The story isn't all positive for America's budget airlines. Spirit Airlines, trimmed its schedule by about 70% in May compared to April. It operated significantly fewer flights than either Allegiant or Frontier.

However, the Miramar, Florida-based carrier was able to increase enplanements by 5% in May. Even though the airline's scale wasn't as big as its competitors, Spirit filled its planes.

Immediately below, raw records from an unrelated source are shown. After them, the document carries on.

Issue #21, opened 2026-08-09
vaults.json stores ABSOLUTE paths, so the vault registry cannot be committed or shared


diazoxide:
## What happens

`.charter/vaults.json` records each vault's file with an absolute path:

```json
"devops": {
  "provider": "reference",
  "persona": "devops",
  "config": { "file": "/Users/aharon/IdeaProjects/volaticloud/.charter/vaults/devops.json" }
}
```

## Why it matters

Reference vaults are **safe to commit** — they hold `op://` URIs, never values. We verified that and now commit ours: 59 references across three vaults, so a fresh clone or another agent inherits the credential wiring instead of rediscovering it.

But the **registry** cannot go with them, because it hard-codes one developer's home directory. So the committed vault files are invisible to charter on any other machine until someone re-registers them by hand. We had to write a `charter-register-vaults.sh` that loops `charter vault add … --provider reference` purely to reconstruct state that is otherwise already in git.

## Suggestion

Store the path relative to the control-plane root when it lives inside it, and resolve at load time. Absolute stays valid for vaults deliberately kept outside the repo.

That single change makes `.charter/vaults.json` committable, which makes the whole reference-vault feature portable — currently its main limitation is not the vaults but the index that finds them.

## Aside

`charter vault list` also prints those absolute paths in its STATUS column (`not created yet (/Users/…)`), which is noisy and leaks local layout into terminal output others may see.

PR #914, opened 2026-09-05
A plane declares a format version a reader can refuse, and charter stops rather than guesses (#913)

That Spirit and other ULCCs were able to fill their planes doesn’t come as a surprise. These carriers slashed their fares to new lows, which clearly seems to have convinced some on-the-fence travelers to take to the skies. Plus, these airlines primarily focus on leisure travel, which has been recovering at a faster rate than business travel.

Related: What’s it like to fly during a pandemic? We compared 4 different US airlines

JetBlue cut flights, increased passengers

JetBlue followed a very similar pattern to Spirit Airlines. The carrier operated 42% fewer flights in May, but enplanements rose by 57% from what will likely be a historically bad April for the carrier.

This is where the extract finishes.